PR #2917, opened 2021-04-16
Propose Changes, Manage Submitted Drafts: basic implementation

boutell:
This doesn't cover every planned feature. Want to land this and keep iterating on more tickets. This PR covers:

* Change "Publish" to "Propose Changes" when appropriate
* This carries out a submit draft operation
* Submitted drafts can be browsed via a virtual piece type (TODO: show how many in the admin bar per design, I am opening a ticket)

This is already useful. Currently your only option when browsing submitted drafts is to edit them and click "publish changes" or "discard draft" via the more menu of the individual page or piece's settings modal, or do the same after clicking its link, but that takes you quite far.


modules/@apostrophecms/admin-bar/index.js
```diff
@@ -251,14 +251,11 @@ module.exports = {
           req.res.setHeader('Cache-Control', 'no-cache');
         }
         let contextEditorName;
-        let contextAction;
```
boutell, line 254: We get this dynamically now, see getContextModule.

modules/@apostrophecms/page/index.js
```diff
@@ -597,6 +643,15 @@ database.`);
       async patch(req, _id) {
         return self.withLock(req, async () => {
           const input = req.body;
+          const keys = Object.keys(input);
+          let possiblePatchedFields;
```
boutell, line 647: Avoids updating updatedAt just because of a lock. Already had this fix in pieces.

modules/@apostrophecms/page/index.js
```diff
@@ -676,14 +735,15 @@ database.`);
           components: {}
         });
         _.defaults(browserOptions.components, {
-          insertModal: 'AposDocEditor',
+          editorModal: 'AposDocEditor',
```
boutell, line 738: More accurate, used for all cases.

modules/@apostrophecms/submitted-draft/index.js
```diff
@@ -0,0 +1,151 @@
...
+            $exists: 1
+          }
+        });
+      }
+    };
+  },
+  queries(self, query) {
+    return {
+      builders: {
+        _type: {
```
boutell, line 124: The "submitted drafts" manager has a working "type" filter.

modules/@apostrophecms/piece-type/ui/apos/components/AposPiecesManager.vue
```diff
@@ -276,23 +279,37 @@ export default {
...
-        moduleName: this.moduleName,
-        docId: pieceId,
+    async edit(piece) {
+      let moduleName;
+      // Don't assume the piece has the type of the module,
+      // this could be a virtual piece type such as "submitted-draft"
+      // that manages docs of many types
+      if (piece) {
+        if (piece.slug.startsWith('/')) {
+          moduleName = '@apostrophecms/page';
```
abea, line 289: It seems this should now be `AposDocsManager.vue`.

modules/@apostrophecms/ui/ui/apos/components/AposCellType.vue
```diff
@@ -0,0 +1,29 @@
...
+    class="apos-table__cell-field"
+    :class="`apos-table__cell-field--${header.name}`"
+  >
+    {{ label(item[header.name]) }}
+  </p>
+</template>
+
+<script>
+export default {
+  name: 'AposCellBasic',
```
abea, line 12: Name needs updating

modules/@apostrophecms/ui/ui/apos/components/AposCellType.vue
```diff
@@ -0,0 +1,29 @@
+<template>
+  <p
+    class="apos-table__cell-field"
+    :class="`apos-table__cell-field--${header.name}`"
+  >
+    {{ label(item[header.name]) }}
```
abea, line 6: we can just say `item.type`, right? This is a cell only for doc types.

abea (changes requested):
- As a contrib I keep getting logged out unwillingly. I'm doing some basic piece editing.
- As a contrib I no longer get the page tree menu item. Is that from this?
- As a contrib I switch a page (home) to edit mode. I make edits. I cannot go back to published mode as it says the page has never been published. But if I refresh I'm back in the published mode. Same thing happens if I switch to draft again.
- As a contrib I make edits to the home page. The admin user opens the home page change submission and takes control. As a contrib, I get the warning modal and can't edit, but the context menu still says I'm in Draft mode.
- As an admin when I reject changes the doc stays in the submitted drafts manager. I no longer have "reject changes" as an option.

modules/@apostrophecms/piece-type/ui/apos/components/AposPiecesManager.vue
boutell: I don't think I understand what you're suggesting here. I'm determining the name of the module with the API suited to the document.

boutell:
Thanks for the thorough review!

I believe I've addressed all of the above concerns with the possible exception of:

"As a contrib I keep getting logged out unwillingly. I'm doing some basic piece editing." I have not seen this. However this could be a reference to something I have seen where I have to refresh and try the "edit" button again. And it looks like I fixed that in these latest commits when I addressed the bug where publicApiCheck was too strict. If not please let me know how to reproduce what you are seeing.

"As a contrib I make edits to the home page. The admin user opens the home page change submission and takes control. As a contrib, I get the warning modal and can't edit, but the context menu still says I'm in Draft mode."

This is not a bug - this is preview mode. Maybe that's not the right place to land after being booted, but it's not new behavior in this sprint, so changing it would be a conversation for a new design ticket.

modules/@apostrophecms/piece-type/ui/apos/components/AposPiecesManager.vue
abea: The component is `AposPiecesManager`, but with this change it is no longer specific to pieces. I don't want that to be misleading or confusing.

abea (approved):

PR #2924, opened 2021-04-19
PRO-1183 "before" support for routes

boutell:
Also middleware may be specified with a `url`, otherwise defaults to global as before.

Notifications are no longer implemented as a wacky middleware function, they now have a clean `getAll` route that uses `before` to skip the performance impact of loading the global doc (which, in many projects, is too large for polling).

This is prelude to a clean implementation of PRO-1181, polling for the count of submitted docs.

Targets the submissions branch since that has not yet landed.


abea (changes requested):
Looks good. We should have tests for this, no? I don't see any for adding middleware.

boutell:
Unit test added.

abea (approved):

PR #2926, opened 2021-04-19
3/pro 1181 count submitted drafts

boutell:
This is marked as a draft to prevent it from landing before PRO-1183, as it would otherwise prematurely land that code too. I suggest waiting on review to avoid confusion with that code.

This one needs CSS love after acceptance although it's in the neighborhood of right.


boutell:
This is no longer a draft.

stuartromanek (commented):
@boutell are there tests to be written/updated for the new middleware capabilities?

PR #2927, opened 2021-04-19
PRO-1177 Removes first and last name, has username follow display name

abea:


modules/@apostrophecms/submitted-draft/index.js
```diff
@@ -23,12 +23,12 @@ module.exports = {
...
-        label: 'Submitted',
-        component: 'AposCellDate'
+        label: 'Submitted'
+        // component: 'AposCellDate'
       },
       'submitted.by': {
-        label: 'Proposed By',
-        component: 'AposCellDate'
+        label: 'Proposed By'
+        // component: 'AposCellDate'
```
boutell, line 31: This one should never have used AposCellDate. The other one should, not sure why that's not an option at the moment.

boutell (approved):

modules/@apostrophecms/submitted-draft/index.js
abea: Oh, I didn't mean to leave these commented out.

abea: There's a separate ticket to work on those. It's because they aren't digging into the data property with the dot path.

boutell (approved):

==

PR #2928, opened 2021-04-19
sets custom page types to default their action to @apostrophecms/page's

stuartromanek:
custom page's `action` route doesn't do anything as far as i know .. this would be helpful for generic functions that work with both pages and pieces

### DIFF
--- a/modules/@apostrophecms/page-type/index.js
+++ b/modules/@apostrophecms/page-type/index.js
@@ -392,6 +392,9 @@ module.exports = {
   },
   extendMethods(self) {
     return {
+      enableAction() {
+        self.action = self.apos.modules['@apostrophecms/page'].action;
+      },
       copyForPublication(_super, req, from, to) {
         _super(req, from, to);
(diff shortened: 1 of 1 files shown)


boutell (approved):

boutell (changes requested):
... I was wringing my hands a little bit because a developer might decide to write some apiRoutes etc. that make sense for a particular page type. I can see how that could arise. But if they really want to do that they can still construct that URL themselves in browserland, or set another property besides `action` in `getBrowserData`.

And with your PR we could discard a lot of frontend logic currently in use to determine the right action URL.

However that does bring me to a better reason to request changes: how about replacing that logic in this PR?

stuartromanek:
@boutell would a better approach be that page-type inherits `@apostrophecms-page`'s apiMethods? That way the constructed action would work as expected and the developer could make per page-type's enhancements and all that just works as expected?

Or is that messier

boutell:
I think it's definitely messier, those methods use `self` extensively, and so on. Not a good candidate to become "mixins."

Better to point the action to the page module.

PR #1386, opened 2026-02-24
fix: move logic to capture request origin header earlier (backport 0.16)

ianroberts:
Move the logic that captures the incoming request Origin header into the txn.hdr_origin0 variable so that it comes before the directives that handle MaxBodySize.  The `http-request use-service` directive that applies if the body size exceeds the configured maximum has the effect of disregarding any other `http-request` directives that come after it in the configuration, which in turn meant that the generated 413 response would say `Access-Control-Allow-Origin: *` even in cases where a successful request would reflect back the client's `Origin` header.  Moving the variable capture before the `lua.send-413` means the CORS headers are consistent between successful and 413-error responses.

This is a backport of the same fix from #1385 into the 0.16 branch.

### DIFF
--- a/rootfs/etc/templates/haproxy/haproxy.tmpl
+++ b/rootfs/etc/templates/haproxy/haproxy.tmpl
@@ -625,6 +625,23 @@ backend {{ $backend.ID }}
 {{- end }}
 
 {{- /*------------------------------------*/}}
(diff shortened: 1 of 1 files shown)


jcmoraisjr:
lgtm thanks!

* * *

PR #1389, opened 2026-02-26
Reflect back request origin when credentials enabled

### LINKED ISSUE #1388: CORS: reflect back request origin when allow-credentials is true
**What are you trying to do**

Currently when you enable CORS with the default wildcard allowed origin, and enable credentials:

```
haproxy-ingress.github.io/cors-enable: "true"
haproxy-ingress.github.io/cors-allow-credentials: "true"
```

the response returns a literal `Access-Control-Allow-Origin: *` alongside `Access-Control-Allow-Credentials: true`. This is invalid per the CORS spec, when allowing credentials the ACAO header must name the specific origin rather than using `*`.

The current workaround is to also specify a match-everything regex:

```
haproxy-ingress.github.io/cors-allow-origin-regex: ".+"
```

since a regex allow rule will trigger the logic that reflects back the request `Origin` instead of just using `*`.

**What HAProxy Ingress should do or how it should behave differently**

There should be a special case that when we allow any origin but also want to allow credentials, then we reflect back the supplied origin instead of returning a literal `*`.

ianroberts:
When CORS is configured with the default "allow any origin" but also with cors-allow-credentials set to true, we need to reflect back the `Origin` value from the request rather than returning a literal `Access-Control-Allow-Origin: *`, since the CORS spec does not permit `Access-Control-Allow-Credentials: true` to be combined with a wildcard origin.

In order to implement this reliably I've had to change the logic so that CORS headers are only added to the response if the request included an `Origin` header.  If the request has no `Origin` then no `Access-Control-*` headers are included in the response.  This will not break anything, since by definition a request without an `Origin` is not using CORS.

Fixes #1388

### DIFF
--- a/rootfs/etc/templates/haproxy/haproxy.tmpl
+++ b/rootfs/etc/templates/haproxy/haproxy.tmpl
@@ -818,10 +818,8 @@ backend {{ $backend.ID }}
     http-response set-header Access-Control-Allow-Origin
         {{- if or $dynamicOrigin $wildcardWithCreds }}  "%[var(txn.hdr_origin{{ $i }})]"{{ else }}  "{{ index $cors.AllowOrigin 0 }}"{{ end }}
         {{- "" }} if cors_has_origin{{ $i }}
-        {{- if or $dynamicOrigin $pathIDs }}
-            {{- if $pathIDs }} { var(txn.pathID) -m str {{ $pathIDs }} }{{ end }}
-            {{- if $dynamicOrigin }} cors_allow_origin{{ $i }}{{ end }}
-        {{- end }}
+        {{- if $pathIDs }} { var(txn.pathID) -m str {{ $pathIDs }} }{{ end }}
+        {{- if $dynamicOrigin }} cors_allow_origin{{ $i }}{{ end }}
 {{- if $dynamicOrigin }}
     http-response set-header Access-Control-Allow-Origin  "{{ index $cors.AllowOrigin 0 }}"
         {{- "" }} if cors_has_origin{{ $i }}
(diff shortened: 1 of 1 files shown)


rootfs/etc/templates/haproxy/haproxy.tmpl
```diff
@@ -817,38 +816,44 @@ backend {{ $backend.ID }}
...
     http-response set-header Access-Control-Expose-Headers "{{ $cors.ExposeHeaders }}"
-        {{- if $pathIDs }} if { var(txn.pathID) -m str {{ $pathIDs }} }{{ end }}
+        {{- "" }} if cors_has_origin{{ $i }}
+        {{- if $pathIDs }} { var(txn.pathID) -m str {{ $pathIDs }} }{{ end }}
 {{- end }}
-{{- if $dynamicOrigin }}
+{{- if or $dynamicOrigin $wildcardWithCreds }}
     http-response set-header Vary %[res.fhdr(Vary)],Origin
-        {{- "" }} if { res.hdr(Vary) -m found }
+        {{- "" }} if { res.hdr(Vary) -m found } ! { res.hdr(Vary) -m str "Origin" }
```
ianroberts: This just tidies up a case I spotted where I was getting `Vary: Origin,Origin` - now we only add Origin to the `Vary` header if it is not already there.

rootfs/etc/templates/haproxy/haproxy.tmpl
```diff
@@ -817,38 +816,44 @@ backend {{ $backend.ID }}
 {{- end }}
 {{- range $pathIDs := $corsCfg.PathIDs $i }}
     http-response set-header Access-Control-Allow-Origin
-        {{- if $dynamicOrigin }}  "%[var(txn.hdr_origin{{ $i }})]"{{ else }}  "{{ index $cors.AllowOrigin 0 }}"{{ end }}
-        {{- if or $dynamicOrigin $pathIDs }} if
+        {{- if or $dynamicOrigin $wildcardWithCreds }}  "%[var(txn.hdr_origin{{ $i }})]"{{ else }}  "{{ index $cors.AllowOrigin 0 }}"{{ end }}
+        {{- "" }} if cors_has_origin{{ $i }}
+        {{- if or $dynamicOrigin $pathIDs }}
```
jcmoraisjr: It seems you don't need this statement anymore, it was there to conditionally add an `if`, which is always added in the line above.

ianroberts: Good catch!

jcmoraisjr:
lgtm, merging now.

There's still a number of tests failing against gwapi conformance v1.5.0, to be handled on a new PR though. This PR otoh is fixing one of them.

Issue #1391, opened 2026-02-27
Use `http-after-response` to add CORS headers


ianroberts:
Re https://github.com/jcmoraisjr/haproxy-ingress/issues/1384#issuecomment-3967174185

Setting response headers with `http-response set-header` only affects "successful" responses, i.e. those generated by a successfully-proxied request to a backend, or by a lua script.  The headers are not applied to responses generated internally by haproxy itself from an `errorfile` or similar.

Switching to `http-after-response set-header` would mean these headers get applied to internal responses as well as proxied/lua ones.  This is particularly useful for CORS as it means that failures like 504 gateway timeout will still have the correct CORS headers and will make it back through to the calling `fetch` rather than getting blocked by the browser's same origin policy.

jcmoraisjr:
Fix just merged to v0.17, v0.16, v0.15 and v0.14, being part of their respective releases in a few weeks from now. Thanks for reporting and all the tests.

Task objective =
Write out, from the lines above, only those from the line with "Issue #1391, opened 2026-02-27" to the line with "Setting response headers", exactly as given, including the first and the last.

Exercise output =
Issue #1391, opened 2026-02-27
Use `http-after-response` to add CORS headers


ianroberts:
Re https://github.com/jcmoraisjr/haproxy-ingress/issues/1384#issuecomment-3967174185

Setting response headers with `http-response set-header` only affects "successful" responses, i.e. those generated by a successfully-proxied request to a backend, or by a lua script.  The headers are not applied to responses generated internally by haproxy itself from an `errorfile` or similar.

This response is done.